• [Task instructions]: One part of the entries below is wanted: the lines from the one containing "If so, this" through the one containing "Instruction address-translation and". Write those out exactly and nothing else.

(Stored data entries)
PR #205, opened 2018-06-28
Clarifications on the virtual memory translation mechanism

gameboo:
This is based on a confusion I had that memory translation should always take place when enabled, that is even for memory accesses in M-mode. After chatting with a colleague, I understand now that it should only be the case for S-mode and U-mode (although memory translation with an effective current privilege of M-mode can take place when writing S-mode or U-mode to MPP and 1 to MPRV).

Is this correct?
If so, this set of changes tries to make it more explicit that M-mode virtual translation are not a thing.

### DIFF
--- a/src/machine.tex
+++ b/src/machine.tex
@@ -638,15 +638,20 @@ widest supported width not wider than the new MXLEN.
 
 \subsection{Memory Privilege in {\tt mstatus} Register}
 
-The MPRV (Modify PRiVilege) bit modifies the privilege level at which
-loads and stores execute in all privilege modes.  When MPRV=0,
-translation and protection behave as normal, that is, M-mode accesses only go
-through the PMP mechanism (Section~\ref{sec:pmp}), and S-mode and U-mode
-accesses may also go through the address translation mechanism
-(Section~\ref{sv32algorithm}).  When MPRV=1, load and store memory addresses
-are translated and protected as though the current privilege mode were set to
-MPP.  Instruction address-translation and protection are unaffected.  MPRV is
-hardwired to 0 if U-mode is not supported.
+The MPRV (Modify PRiVilege) bit modifies the privilege level at which loads
+and stores execute in all privilege modes. When MPRV=1, load and store memory
+addresses are translated and protected as though the current privilege mode
+were set to MPP. When MPRV=0, loads and stores are unaffected. Instruction
+address-translation and protection are unaffected. MPRV is hardwired to 0 if
+U-mode is not supported.
+
+\begin{commentary}
+MPRV enables M-mode software to use the translation and protection mechanisms
+active in S-mode and U-mode, typically the one described in
+Section~\ref{sv32algorithm}. When MPRV=0, M-mode accesses do not go through
+these mechanisms, but still undergo checks active in M-mode, such as the PMP
+mechanism described in Section~\ref{sec:pmp}.
+\end{commentary}
 
 The MXR (Make eXecutable Readable) bit modifies the privilege with which loads
 access virtual memory.  When MXR=0, only loads from pages marked readable (R=1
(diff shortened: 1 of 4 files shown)


src/priv-intro.tex
```diff
@@ -146,9 +146,9 @@ \section{Privilege Levels}
 
 Each privilege level has a core set of privileged ISA extensions with
 optional extensions and variants.  For example, machine-mode supports
-several optional standard variants for address translation and memory
-protection.  Also, supervisor-mode can be extended to support Type-2
-hypervisor execution as described in Chapter~\ref{hypervisor}.
+an optional standard variant for memory protection.  Also, supervisor-mode
```
aswaterman: I'd say "extension" rather than "variant" here

src/supervisor.tex
```diff
@@ -805,6 +805,10 @@ \subsection{Supervisor Address Translation and Protection ({\tt satp}) Register}
 and if {\tt satp} is written with an unsupported MODE, the entire write has
 no effect; no fields in {\tt satp} are modified.
 
+When memory translation is active, instruction fetches and memory loads and stores
+from S-mode and U-mode go through the translation mechanism described in
+Section~\ref{sv32algorithm}.
+
```
aswaterman: This is only true for currently defined MODEs.  I would remove this paragraph and instead augment the table of MODEs to have pointers to the various SvXX sections (e.g. Page-based 32-bit virtual addressing (see Section~\ref{sec:sv32}))

src/machine.tex
```diff
@@ -627,11 +627,13 @@ \subsection{Memory Privilege in {\tt mstatus} Register}
...
 loads and stores execute in all privilege modes.  When MPRV=0,
-translation and protection behave as normal.  When MPRV=1, load and
-store memory addresses are translated and protected as though the
-current privilege mode were set to MPP.  Instruction
-address-translation and protection are unaffected.  MPRV is hardwired
-to 0 if U-mode is not supported.
+translation and protection behave as normal, that is, M-mode accesses only go
+through the PMP mechanism (Section~\ref{sec:pmp}), and S-mode and U-mode
+accesses may also go through the address translation mechanism
+(Section~\ref{sv32algorithm}).  When MPRV=1, load and store memory addresses
```
aswaterman: I don't think the MPRV description should explicitly mention any mechanisms like PMP or VM.  The main reason for this is composability: the MPRV text shouldn't depend on what protection/translation schemes exist.

Suppose someone adds a new custom extension for translation/protection.  MPRV should still work in the context of that mechanism, because all it does is change the effective privilege mode.

src/priv-intro.tex
gameboo: sure thing

src/machine.tex
gameboo: I think I agree with you... As I was writing that, I was wondering about this.
However, I would like to have a way to easily know what "normal" find somewhere in the document an easy way to know what

> behave as normal

means. Doing this would break composability with newer mechanisms, but maybe giving an example would do the trick:
say a setup with MUS modes, no pmp, virtual memory and say that "behave as normal" in this case means translation happens for U / S and not M. This would clearly state that M-mode accesses don't go through mem translation... What do you think / where would this be appropriate in the document?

• [Response to this exercise]:
If so, this set of changes tries to make it more explicit that M-mode virtual translation are not a thing.

### DIFF
--- a/src/machine.tex
+++ b/src/machine.tex
@@ -638,15 +638,20 @@ widest supported width not wider than the new MXLEN.
 
 \subsection{Memory Privilege in {\tt mstatus} Register}
 
-The MPRV (Modify PRiVilege) bit modifies the privilege level at which
-loads and stores execute in all privilege modes.  When MPRV=0,
-translation and protection behave as normal, that is, M-mode accesses only go
-through the PMP mechanism (Section~\ref{sec:pmp}), and S-mode and U-mode
-accesses may also go through the address translation mechanism
-(Section~\ref{sv32algorithm}).  When MPRV=1, load and store memory addresses
-are translated and protected as though the current privilege mode were set to
-MPP.  Instruction address-translation and protection are unaffected.  MPRV is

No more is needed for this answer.